**Exercise details**. Print word for word the first line of the records below and every following line through the one containing "## Follow up"; print nothing else.
————
PR #137, opened 2021-01-07
Add UWP support to BabylonReactNative

chrisfromwork:
This pr adds support for react-native-windows. Instructions for building the react-native-windows babylon.js package can be found at Modules\@babylonjs\react-native\windows\README.txt

## Overview:
* A CMakeLists.txt file has been added for the windows @babylonjs/react-native package that sets up BabylonNative dependencies, the react-native needed jsi project and a BabylonNative.lib that utilizes pre-existing BabylonReactNative BabylonNative initialization logic
* We've updated BabylonNative.lib to expose the ability to specify a windowTypePtr. The windowTypePtr needs to be specified to use XAML SwapChainPanels when rendering
* BabylonReactNative.dll has been added to the @babylonjs/react-native package to implement EngineView/EngineViewManager/BabylonModule native components
* The Playground app has been updated to support react-native-windows scenarios
* @react-native-community/slider has been updated to a newer version that supports react-native-windows
* @react-native-permissions has been updated to a newer version that supports react-native-windows
* react and react-native have been updated to versions that support react-native-windows
* metro.config.js for the Playground app has been updated to exclude windows files that should not be bundled/deployed

## TODOs:
- [x] Fix Slider logic/find a slider implementation that is supported on all platforms
- [x] Fix xr camera permissions logic. Permissions is not currently a supported react-native-windows native module
- [x] Refactor logic to support newer BabylonReactNative commits

## Follow up issues to file:
- [x] OpenXR errors are encountered when attempting to enter immersive vr on a desktop when no vr headset is plugged in/mixed reality portal isn't running: https://github.com/BabylonJS/BabylonNative/issues/579
- [x] Fix NativeInput, which does not appear to work correctly for UWP: https://github.com/BabylonJS/BabylonReactNative/issues/139
- [x] Stopping xr generates crashes: https://github.com/BabylonJS/BabylonReactNative/issues/140
- [x] Fix Toggle EngineView lifecycle, which fails to draw to the new swap chain panel: https://github.com/BabylonJS/BabylonReactNative/issues/140
- [x] Fix Toggle EngineScreen lifecycle, which fails to draw to the correct swap chain panel: https://github.com/BabylonJS/BabylonReactNative/issues/140
- [x] Package compiled BabylonReactNative.winmd/BabylonReactNative.dll into the distributed npm package: https://github.com/BabylonJS/BabylonReactNative/issues/141


Modules/@babylonjs/react-native/windows/BabylonReactNative/EngineViewManager.cpp
```diff
@@ -0,0 +1,143 @@
...
+    // IViewManager
+    hstring EngineViewManager::Name() noexcept {
+        return L"EngineView";
+    }
+
+    FrameworkElement EngineViewManager::CreateView() noexcept {
+        _swapChainPanel = SwapChainPanel();
+        _swapChainPanelPtr = nullptr;
+        copy_to_abi(_swapChainPanel, _swapChainPanelPtr);
+        _swapChainPanel.SizeChanged({ this, &EngineViewManager::OnSizeChanged });
```
chrisfromwork, line 28: @tymlipari do you have suggestions for how we should be subscribing/auto unsubscribing to these events?

Apps/Playground/package.json
```diff
@@ -13,29 +15,35 @@
     "@babylonjs/core": "^5.0.0-alpha.6",
     "@babylonjs/loaders": "^5.0.0-alpha.6",
     "@babylonjs/react-native": "file:../../Modules/@babylonjs/react-native",
-    "@react-native-community/slider": "^2.0.9",
+    "@react-native-community/slider": "4.0.0-rc.2",
     "logkitty": "^0.7.1",
-    "react": "16.13.1",
-    "react-native": "0.63.1",
-    "react-native-permissions": "^2.1.4"
+    "react": "^17.0.1",
```
chrisfromwork, line 20: @ryantrem are there any limitations to what react/react-native version we can use? What is required for testing when moving to a newer version?

Modules/@babylonjs/react-native/windows/BabylonReactNative/EngineViewManager.cpp
```diff
@@ -0,0 +1,148 @@
...
+namespace winrt::BabylonReactNative::implementation {
+    EngineViewManager::EngineViewManager() {}
+
+    // IViewManager
+    hstring EngineViewManager::Name() noexcept {
+        return L"EngineView";
+    }
+
+    FrameworkElement EngineViewManager::CreateView() noexcept {
+        _swapChainPanel = SwapChainPanel();
```
ryantrem, line 25: I would sublcass `SwapChainPanel` and put most of this logic in that class, then have `EngineViewManager::CreateView` just be a super simple factory function. This is how it works on the other platforms. If you did that, then these revoker tokens would not be necessary as the event handler (the `SwapChainPanel` subclass) would have the same lifetime as the event source (the `SwapChainPanel` subclass). You'd still have to manage the `event_token` returned from `CompositionTarget::Rendering`, but you could do that in Loaded/Unloaded events of the `SwapChainPanel` sublcass.

Modules/@babylonjs/react-native/windows/BabylonReactNative/readme.txt
```diff
@@ -0,0 +1,23 @@
+========================================================================
```
ryantrem, line 1: Seems like this file could be removed? Is it really relevant to this project?

Modules/@babylonjs/react-native/windows/CMakeLists.txt
```diff
@@ -0,0 +1,48 @@
+# cmake 3.15.3+ because of a c++ regression when swift is enable
```
ryantrem, line 1: I'm confused about the relationship between this CMakeLists.txt and the checked in vcxproj that looks at least partially hand authored.

Modules/@babylonjs/react-native/windows/README.md
```diff
@@ -0,0 +1,7 @@
+# Build Steps:
```
ryantrem, line 1: I don't think we have platform specific readmes currently. Can this just be merged into the readme one level up?

ryantrem (commented):
Super awesome to see this progress!

I guess with a separate change we will tackle adding prebuilt binaries etc. to the NPM package?

Apps/Playground/windows/Playground/Package.appxmanifest
```diff
@@ -0,0 +1,53 @@
...
+        <uap:DefaultTile Wide310x150Logo="Assets\Wide310x150Logo.png"/>
+        <uap:SplashScreen Image="Assets\SplashScreen.png" />
+      </uap:VisualElements>
+    </Application>
+  </Applications>
+
+  <Capabilities>
+    <Capability Name="internetClient" />
+    <uap2:Capability Name="spatialPerception"/>
+    <DeviceCapability Name="webcam"/>
```
tymlipari, line 51: Do we actually use the webcam permission at all?

Modules/@babylonjs/react-native/windows/BabylonReactNative/BabylonModule.h
```diff
@@ -0,0 +1,21 @@
...
+    REACT_MODULE(BabylonModule, L"BabylonModule");
+    struct BabylonModule : std::enable_shared_from_this<BabylonModule>
+    {
+        REACT_INIT(Initialize);
+        void Initialize(const winrt::Microsoft::ReactNative::ReactContext& reactContext) noexcept;
+
+        REACT_METHOD(CustomInitialize, L"initialize");
+        void CustomInitialize(const winrt::Microsoft::ReactNative::ReactPromise<bool>& result) noexcept;
+
+        BabylonModule();
```
tymlipari, line 15: If these have empty implementations, can they be omitted?

Modules/@babylonjs/react-native/windows/BabylonReactNative/EngineViewManager.cpp
```diff
@@ -0,0 +1,148 @@
...
+        _swapChainPanelPtr = nullptr;
+        copy_to_abi(_swapChainPanel, _swapChainPanelPtr);
```
tymlipari, line 27: `copy_to_abi` ends up invoking `AddRef` on the underlying object. It looks like there's no corresponding place where we call `Release` meaning the swap chain panel is probably being leaked.

I'm not quite sure what you intend the ownership semantics of `_swapChainPanelPtr` to be. If you're only looking to get access to a `void*` to pass across an ABI boundary or something, but without changing the ref-count, I think it's fine to just use `get_abi`. If you're intending to increment the ref-count, make sure you're using something like `attach_abi` or something on the other side to ensure the lifetime is handled correctly.

Modules/@babylonjs/react-native/windows/BabylonReactNative/EngineViewManager.cpp
```diff
@@ -0,0 +1,148 @@
...
+    }
+
+    void EngineViewManager::OnSizeChanged(IInspectable const& /*sender*/, SizeChangedEventArgs const& args)
+    {
+        const auto size = args.NewSize();
+        _swapChainPanelWidth = static_cast<size_t>(size.Width);
+        _swapChainPanelHeight = static_cast<size_t>(size.Height);
+
+        // Use windowTypePtr == 2 for xaml swap chain panels
+        auto windowTypePtr = reinterpret_cast<void*>(2);
```
tymlipari, line 110: This is kind of unfortunate... We don't have a way to make this like an enum or something?

Modules/@babylonjs/react-native/windows/BabylonReactNative/EngineViewManager.cpp
```diff
@@ -0,0 +1,148 @@
...
+
+        Babylon::UpdateView(_swapChainPanelPtr, _swapChainPanelWidth, _swapChainPanelHeight, windowTypePtr);
+    }
+
+    void EngineViewManager::OnPointerPressed(IInspectable const& /*sender*/, PointerRoutedEventArgs const& args)
+    {
+        const auto pointerId = args.Pointer().PointerId();
+        const auto buttonId = 0; // Update as needed
+        const auto point = args.GetCurrentPoint(_swapChainPanel);
+        const uint32_t x = point.Position().X < 0 ? 0 : point.Position().X;
```
tymlipari, line 120: nit: just because I'm not sure the compiler is smart enough to cache this after multiple calls since they're virtual at the ABI level, you should cache the result of `point.Position()` so you're not invoking the property getter multiple times.

tymlipari: Ditto for other events

Modules/@babylonjs/react-native/windows/BabylonReactNative/EngineViewManager.h
```diff
@@ -0,0 +1,73 @@
...
+
+    struct EngineViewManager
+        : winrt::implements<
+        EngineViewManager,
+        winrt::Microsoft::ReactNative::IViewManager,
+        winrt::Microsoft::ReactNative::IViewManagerWithReactContext,
+        winrt::Microsoft::ReactNative::IViewManagerWithNativeProperties,
+        winrt::Microsoft::ReactNative::IViewManagerWithExportedEventTypeConstants,
+        winrt::Microsoft::ReactNative::IViewManagerWithCommands>
+        , std::enable_shared_from_this<EngineViewManager> {
```
tymlipari, line 17: Don't combine `winrt::implements` with `std::enable_shared_from_this` since WinRT has its own reference counting mechanism that the STL's will conflict with. You should still be able to get weak pointers from C++/WinRT using `get_weak()`.

Modules/@babylonjs/react-native/windows/BabylonReactNative/EngineViewManager.h
```diff
@@ -0,0 +1,73 @@
...
+    public:
+        EngineViewManager();
+
+        // IViewManager
+        winrt::hstring Name() noexcept;
```
tymlipari, line 22: nit: for functions like `Name()` that are just getters, make them `const` wherever possible.

Modules/@babylonjs/react-native/windows/BabylonReactNative/EngineViewManager.h
```diff
@@ -0,0 +1,73 @@
...
+        size_t _swapChainPanelWidth{ 1 };
+        size_t _swapChainPanelHeight{ 1 };
+
+        struct RevokerData
+        {
+            winrt::Windows::UI::Xaml::FrameworkElement::SizeChanged_revoker SizeChangedRevoker{};
+            winrt::Windows::UI::Xaml::FrameworkElement::PointerPressed_revoker PointerPressedRevoker{};
+            winrt::Windows::UI::Xaml::FrameworkElement::PointerMoved_revoker PointerMovedRevoker{};
+            winrt::Windows::UI::Xaml::FrameworkElement::PointerReleased_revoker PointerReleasedRevoker{};
+            winrt::event_token RenderingToken;
```
tymlipari, line 67: You should be able to use `winrt::Windows::UI::Xaml::Media::CompositionTarget::Rendering_revoker` here even though it's a static event.

Modules/@babylonjs/react-native/windows/BabylonReactNative/EngineViewManager.cpp
ryantrem: We've talked about ways to make this type safe per platform in Babylon Native, but haven't fleshed out or implemented those ideas.

.vscode/settings.json
```diff
@@ -1,3 +1,6 @@
 {
-    "react-native-tools.projectRoot": "./Apps/Playground"
+    "react-native-tools.projectRoot": "./Apps/Playground",
+    "files.associations": {
+        "*.ipp": "cpp"
+    }
```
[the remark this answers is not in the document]
chrisfromwork: I don't believe this is needed. reverting 

---
In reply to: [557643597](https://github.com/BabylonJS/BabylonReactNative/pull/137#discussion_r557643597) [](ancestors = 557643597)

Apps/Playground/metro.config.js
```diff
@@ -62,14 +62,24 @@ module.exports = {
...
+      // Provide the set of known local package mappings.
+      moduleMappings,
+      {
+        // Provide a mapper function, which uses the above mappings for associated package ids,
+        // otherwise fall back to the standard behavior and just look in the node_modules directory.
+        get: (target, name) => name in target ? target[name] : path.join(__dirname, `node_modules/${name}`),
+      },
     ),
+    
+    blockList: exclusionList([
```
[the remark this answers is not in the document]
chrisfromwork: For some reason react-native-windows moved from blacklists to blocklists in December. I'll reach out to react-native-windows owners to see why

---
In reply to: [557654635](https://github.com/BabylonJS/BabylonReactNative/pull/137#discussion_r557654635) [](ancestors = 557654635)

Modules/@babylonjs/react-native/windows/BabylonReactNative/readme.txt
chrisfromwork: This file is auto-added when installing winrt c++. Will remove

Modules/@babylonjs/react-native/windows/CMakeLists.txt
chrisfromwork: From what i've heard, cmake can't generate a single visual studio solution for multiple platforms/configurations, so we have a hybrid solution:

1. cmake generates BabylonNative dependencies/static libs (for example: BabylonReactNative\Modules\@babylonjs\react-native\submodules\BabylonNative\Build_uwp_x86\ReactNativeBabylon.sln)
2. We manually reference all static libraries for all platforms in the react-native NativeModule project (BabylonReactNative\Modules\@babylonjs\react-native\windows\BabylonReactNative.sln). This allows us to build multiple platform/configurations from the same solution/vcxproj definition.

FWIW, react-native-windows NativeModules take some manual setup/manual edits to vcxproj definitions. We could theoretically do this through cmake, but this requirement in addition to cmake needing to then generate 4+ projects/solutions just to build all the platform flavors we need made it seem like manually setting up a BabylonReactNative.dll project definition was a better developer experience.

Modules/@babylonjs/react-native/windows/BabylonReactNative/EngineViewManager.cpp
chrisfromwork: FWIW, this code path doesn't seem well documented in bgfx. It already feels somewhat like a hack where folks overloaded a pointer needed for linux logic to do something random for windows logic.

Modules/@babylonjs/react-native/windows/README.md
chrisfromwork: yeah sounds good

Apps/Playground/metro.config.js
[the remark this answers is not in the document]
chrisfromwork: Talking to some different folks, it sounds like this was a rename in the metro version included with react-native 0.64. It should do the same things as before and is just a rename

---
In reply to: [560367678](https://github.com/BabylonJS/BabylonReactNative/pull/137#discussion_r560367678) [](ancestors = 560367678,557654635)

Modules/@babylonjs/react-native/windows/BabylonReactNative/EngineViewManager.cpp
```diff
@@ -0,0 +1,148 @@
...
+        return commands.GetView();
+    }
+
+    void EngineViewManager::DispatchCommand(
+        FrameworkElement const& view,
+        winrt::hstring const& commandId,
+        IJSValueReader const& /*commandArgsReader*/) noexcept {
+        if (auto swapChainPanel = view.try_as<SwapChainPanel>()) {
+            if (commandId == L"takeSnapshot") {
+                // TODO: Implement takeSnapshot
```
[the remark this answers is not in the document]
chrisfromwork: sounds good

Modules/@babylonjs/react-native/windows/BabylonReactNative/BabylonModule.h
chrisfromwork: yes they can

Apps/Playground/windows/Playground/Package.appxmanifest
chrisfromwork: no we don't need this

Modules/@babylonjs/react-native/windows/BabylonReactNative/EngineViewManager.h
chrisfromwork: looks like we were never using the standard library logic and this is a stale inheritance

Modules/@babylonjs/react-native/windows/BabylonReactNative/EngineViewManager.cpp
chrisfromwork: sounds good

Modules/@babylonjs/react-native/windows/BabylonReactNative/EngineViewManager.cpp
chrisfromwork: i think we should just use get_abi here and allow EngineViewManager to maintain SwapChainPanel lifecycle. thanks for the additional context!

Apps/Playground/windows/Playground/App.cpp
```diff
@@ -0,0 +1,95 @@
...
+    InstanceSettings().DebuggerBreakOnNextLine(true);
+    InstanceSettings().UseFastRefresh(false);
+#endif
+
+    RegisterAutolinkedNativeModulePackages(PackageProviders()); // Includes any autolinked modules
+
+    PackageProviders().Append(make<ReactPackageProvider>()); // Includes all modules in this project
+
+    // TODO: we should use autolinking once possible
+    PackageProviders().Append(winrt::SliderWindows::ReactPackageProvider());
```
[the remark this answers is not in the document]
chrisfromwork: This content should get automatically added to AutolinkedNativeModules.g.cpp. For some reason this isn't the case with the current community slider release. I've filed issues against the repo, but we need to do this for now.

If we don't want this code here we need to remove the slider from App.tsx, which I don't think is worth the hassle.

Modules/@babylonjs/react-native/package.json
```diff
@@ -28,17 +28,27 @@
   },
   "peerDependencies": {
     "@babylonjs/core": "^5.0.0-alpha.6",
-    "react": "^16.13.1",
-    "react-native": "^0.63.1",
-    "react-native-permissions": "^2.1.4"
+    "react": "^17.0.1",
+    "react-native": "^0.64.0-rc.0",
```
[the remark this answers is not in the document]
chrisfromwork: is there any mechanism for defining different dependencies based on platform?

Modules/@babylonjs/react-native/windows/BabylonReactNative/BabylonReactNative.vcxproj
```diff
@@ -0,0 +1,625 @@
+<?xml version="1.0" encoding="utf-8"?>
```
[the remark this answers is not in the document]
chrisfromwork: yes. from what i've heard, cmake can't be used to generate projects to build for multiple platforms/configurations

Modules/@babylonjs/react-native/windows/BabylonReactNative.sln
```diff
@@ -0,0 +1,3613 @@
+﻿
```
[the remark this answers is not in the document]
chrisfromwork: Yes we need to keep this. This solution references all static lib project files for BabylonNative dependencies. Playground.sln does not. We could change this as needed, but I think that it would be better in a follow up review.

Modules/@babylonjs/react-native/windows/BabylonReactNative/BabylonModule.cpp
```diff
@@ -0,0 +1,40 @@
...
+                    trueThis->_reactContext.JSDispatcher().Post([weakThis, func{ std::move(func) }]() {
+                        func();
+                    });
+                }
+            };
+            Babylon::Initialize(jsiRuntime, jsDispatcher, false);
+        }
+    });
+
+    result.Resolve(true);
```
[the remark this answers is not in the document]
chrisfromwork: FWIW, CustomInitialize is called on the js thread and ExecuteJsi doesn't currently queue functions, but your suggestion is better if ExecuteJsi changes in the future.

Modules/@babylonjs/react-native/windows/BabylonReactNative/BabylonReactNative.vcxproj
```diff
@@ -0,0 +1,625 @@
...
+    <AppContainerApplication>true</AppContainerApplication>
+    <ApplicationType>Windows Store</ApplicationType>
+    <ApplicationTypeRevision>10.0</ApplicationTypeRevision>
+    <WindowsTargetPlatformVersion Condition=" '$(WindowsTargetPlatformVersion)' == '' ">10.0.18362.0</WindowsTargetPlatformVersion>
+    <WindowsTargetPlatformMinVersion>10.0.18362.0</WindowsTargetPlatformMinVersion>
+  </PropertyGroup>
+  <Import Project="$(VCTargetsPath)\Microsoft.Cpp.Default.props" />
+  <PropertyGroup Label="ReactNativeWindowsProps">
+    <!-- First try and resolve react-native-windows package at a relative location when installing the @babylonjs/react-native package in your project -->
+    <ReactNativeWindowsDir Condition="'$(ReactNativeWindowsDir)' == '' And Exists('$(ProjectDir)..\..\..\..\..\node_modules\react-native-windows\package.json')">$(ProjectDir)\..\..\..\..\..\node_modules\react-native-windows\</ReactNativeWindowsDir>
```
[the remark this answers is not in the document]
chrisfromwork: I think we should allow for both for now. I'm not sure if we want to bloat the Playground.sln with all static lib project references (x86, arm, arm64, etc) for BabylonNative dependencies. It turns into 140+ projects and takes a long time to load.

I'd be happy to relook this again when looking into packaging an npm package for UWP.

Modules/@babylonjs/react-native/windows/BabylonReactNative/BabylonModule.cpp
```diff
@@ -0,0 +1,40 @@
...
+            {
+                if (auto trueThis = weakThis.lock())
+                {
+                    trueThis->_reactContext.JSDispatcher().Post([weakThis, func{ std::move(func) }]() {
+                        func();
+                    });
+                }
+            };
+            Babylon::Initialize(jsiRuntime, jsDispatcher, false);
+        }
```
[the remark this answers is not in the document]
chrisfromwork: sounds good

Modules/@babylonjs/react-native/package.json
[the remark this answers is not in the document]
chrisfromwork: I will update the readme.txt to call out this discrepancy

Apps/Playground/windows/Playground/AutolinkedNativeModules.g.cpp
```diff
@@ -0,0 +1,23 @@
+// AutolinkedNativeModules.g.cpp contents generated by "react-native autolink-windows"
```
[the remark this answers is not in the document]
chrisfromwork: npm install doesn't run autolinking, but npm run windows does. Looking at react-native-windows samples this file is checked in. I would prefer to mimic that behavior.

Apps/Playground/App.tsx
```diff
@@ -91,6 +91,12 @@ const EngineScreen: FunctionComponent<ViewProps> = (props: ViewProps) => {
           const session = await xr.baseExperience.enterXRAsync("immersive-ar", "unbounded", xr.renderTarget);
           setXrSession(session);
 
+          if (Platform.OS == "windows") {
+            // HMDs require different rendering behaviors than default xr rendering for mobile devices
+            scene.clearColor = new Color4(0, 0, 0, 1); // Black
+            scene.autoClear = true;
+          }
```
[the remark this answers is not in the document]
chrisfromwork: this has now been moved to enginehook.ts and a follow up issues has been filed in the BabylonNative repo

Apps/Playground/package.json
```diff
@@ -13,29 +15,35 @@
...
+    "react-native-permissions": "^3.0.0",
+    "react-native-windows": "preview"
   },
   "devDependencies": {
     "@babel/core": "^7.8.4",
     "@babel/runtime": "^7.8.4",
     "@react-native-community/cli": "^4.13.0",
     "@react-native-community/eslint-config": "^1.1.0",
+    "@rnw-scripts/eslint-config": "0.1.6",
+    "@rnw-scripts/ts-config": "0.1.0",
```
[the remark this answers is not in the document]
chrisfromwork: these were defaults in react-native-windows samples but don't appear to be needed. they've been removed.

Apps/Playground/package.json
```diff
@@ -13,29 +15,35 @@
...
+    "eslint": "7.12.0",
     "jest": "^25.1.0",
     "metro-react-native-babel-preset": "^0.59.0",
     "prettier": "^2.0.4",
-    "react-test-renderer": "16.13.1",
-    "typescript": "^3.8.3"
+    "react-test-renderer": "^17.0.1",
+    "typescript": "^3.8.3",
+    "just-scripts": "^0.44.7",
+    "metro-config": "^0.64.0"
```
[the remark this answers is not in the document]
chrisfromwork: these were defaults in react-native-windows samples but don't appear to be needed. they've been removed.

Modules/@babylonjs/react-native/windows/BabylonReactNative/EngineViewManager.cpp
chrisfromwork: content has been moved to a new class

Modules/@babylonjs/react-native/EngineHook.ts
```diff
@@ -63,6 +63,17 @@ class DOMException {
     }
 }
 
+if (Platform.OS == "windows") {
+    const originalEnterXRAsync: (...args: any[]) => Promise<any> = WebXRExperienceHelper.prototype.enterXRAsync;
+    WebXRExperienceHelper.prototype.enterXRAsync = async function (...args: any[]): Promise<any> {
+        // TODO: https://github.com/BabylonJS/BabylonNative/issues/577
+        // Windows HMDs require different rendering behaviors than default xr rendering for mobile devices
+        await originalEnterXRAsync.apply(this, args);
+        this.scene.clearColor = new Color4(0, 0, 0, 1); // Black
```
ryantrem, line 72:
```suggestion
        this.scene.clearColor = Color3.Black().toColor4();
```

Modules/@babylonjs/react-native/windows/BabylonReactNative/BabylonModule.cpp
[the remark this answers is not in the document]
ryantrem: Seems like you didn't actually change it though?

Modules/@babylonjs/react-native/windows/BabylonReactNative/EngineViewManager.h
```diff
@@ -38,35 +35,9 @@ namespace winrt::BabylonReactNative::implementation {
...
-        struct RevokerData
-        {
-            winrt::Windows::UI::Xaml::FrameworkElement::SizeChanged_revoker SizeChangedRevoker{};
-            winrt::Windows::UI::Xaml::FrameworkElement::PointerPressed_revoker PointerPressedRevoker{};
-            winrt::Windows::UI::Xaml::FrameworkElement::PointerMoved_revoker PointerMovedRevoker{};
-            winrt::Windows::UI::Xaml::FrameworkElement::PointerReleased_revoker PointerReleasedRevoker{};
-            winrt::event_token RenderingToken;
-        };
-        RevokerData _revokerData{};
+        winrt::BabylonReactNative::EngineView _engineView{ nullptr };
```
ryantrem, line 40: The only reason this instance is stored is so that it can be replaced, which destroys the old one and unregisters events, right? If/when in the future we add support for multiple view instances, we'll have to update this, and probably do something more like the `OnLoaded`/`OnUnloaded` approach I mentioned, but I guess we can just do it this way for now and worry about fixing it up as needed in the future.

Package/gulpfile.js
```diff
@@ -40,6 +40,16 @@ const buildAndroid = async () => {
...
 
+const makeUWPProject = async () => {
+  exec('.\\..\\Modules\\@babylonjs\\react-native\\windows\\scripts\\Setup.bat');
+}
+
+const buildUWPProject = async () => {
+  exec('.\\..\\Modules\\@babylonjs\\react-native\\windows\\scripts\\Build.bat');
+}
+
+const buildUWP = gulp.series(makeUWPProject, buildUWPProject);
```
ryantrem, line 51: Today we run this gulp build on Mac agents so we can build both iOS and Android, which means this added stuff for UWP will break. I think we are going to need to rework this so that we build Android, iOS, and UWP on different build agents, publish the built stuff as artifacts, and then have a separate stage that pulls the artifacts and packages them all together into the NPM package. Maybe we just save the changes to gulpfile.js for a future PR?

Modules/@babylonjs/react-native/windows/CMakeLists.txt
ryantrem: Ok, so the process right now is to manually run a script or something that runs CMake to generate solutions/projects for each platform/configuration, then build all those, then build the hand crafted solution that references the outputs (built libs) of those generated solutions/projects?

Package/gulpfile.js
chrisfromwork: that sounds good. I'll probably go ahead and add the buildUWP gulp task to the exports. But i agree it shouldn't be in the main build task.

Modules/@babylonjs/react-native/windows/BabylonReactNative/EngineViewManager.h
chrisfromwork: yeah we can refactor this as wanted. right now it seems like BabylonNative initialization is driven by the BabylonModule initialie call. I wasn't sure if we wanted the BabylonNative initialization/deinitialization to be driven by the SwapChainPanel OnLoaded/OnUnloaded.

FWIW, there are some lifecycle bugs floating around for UWP support. We can address these sorts of changes in these follow up fixes.

Modules/@babylonjs/react-native/windows/CMakeLists.txt
chrisfromwork: yeah thats the general workflow. If you open the BabylonReactNative.sln in Modules\@babylonjs\react-native you can build everything. Playground.sln doesn't currently reference the static lib vcxprojs, so it can only build the BabylonReactNative dll and assumes all libs are already compiled/populated. For packaging, we will ship the source/vcxproj for BabylonReactNative.dll + precompiled libs. I am still tinkering with the vcxproj setup to support this.

Apps/Playground/App.tsx
```diff
@@ -6,7 +6,7 @@
  */
 
 import React, { useState, FunctionComponent, useEffect, useCallback } from 'react';
-import { SafeAreaView, StatusBar, Button, View, Text, ViewProps, Image } from 'react-native';
+import { SafeAreaView, StatusBar, Button, View, Text, ViewProps, Image, Platform } from 'react-native';
```
ryantrem, line 9: I don't think this file is using `Platform` any more.
```suggestion
import { SafeAreaView, StatusBar, Button, View, Text, ViewProps, Image } from 'react-native';
```

ryantrem (approved):

Modules/@babylonjs/react-native/windows/BabylonReactNative/EngineView.cpp
```diff
@@ -0,0 +1,74 @@
...
+
+using namespace winrt::Windows::UI::Xaml;
+using namespace winrt::Windows::UI::Xaml::Input;
+using namespace winrt::Windows::UI::Xaml::Media;
+using namespace winrt::Windows::UI::Xaml::Controls;
+
+namespace winrt::BabylonReactNative::implementation {
+    EngineView::EngineView() {
+        _revokerData.SizeChangedRevoker = SizeChanged(winrt::auto_revoke, { this, &EngineView::OnSizeChanged });
+        _revokerData.PointerPressedRevoker = PointerPressed(winrt::auto_revoke, { this, &EngineView::OnPointerPressed });
```
tymlipari, line 13: For pointer events, rather than subscribing to the evented form, you should instead override the `OnPointer`* methods. These are invoked before the evented forms, and provide an option for suppressing the event from being raised (by setting the `Handled` property) in cases where that might not be valuable (think not raising `PointerPressed` for a button but instead a `Click`).

tymlipari (approved):

Modules/@babylonjs/react-native/windows/BabylonReactNative/EngineView.cpp
chrisfromwork: sounds good, I'll add this to the upcoming packaging review.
————
**Response**.
PR #137, opened 2021-01-07
Add UWP support to BabylonReactNative

chrisfromwork:
This pr adds support for react-native-windows. Instructions for building the react-native-windows babylon.js package can be found at Modules\@babylonjs\react-native\windows\README.txt

## Overview:
* A CMakeLists.txt file has been added for the windows @babylonjs/react-native package that sets up BabylonNative dependencies, the react-native needed jsi project and a BabylonNative.lib that utilizes pre-existing BabylonReactNative BabylonNative initialization logic
* We've updated BabylonNative.lib to expose the ability to specify a windowTypePtr. The windowTypePtr needs to be specified to use XAML SwapChainPanels when rendering
* BabylonReactNative.dll has been added to the @babylonjs/react-native package to implement EngineView/EngineViewManager/BabylonModule native components
* The Playground app has been updated to support react-native-windows scenarios
* @react-native-community/slider has been updated to a newer version that supports react-native-windows
* @react-native-permissions has been updated to a newer version that supports react-native-windows
* react and react-native have been updated to versions that support react-native-windows
* metro.config.js for the Playground app has been updated to exclude windows files that should not be bundled/deployed

## TODOs:
- [x] Fix Slider logic/find a slider implementation that is supported on all platforms
- [x] Fix xr camera permissions logic. Permissions is not currently a supported react-native-windows native module
- [x] Refactor logic to support newer BabylonReactNative commits

## Follow up issues to file:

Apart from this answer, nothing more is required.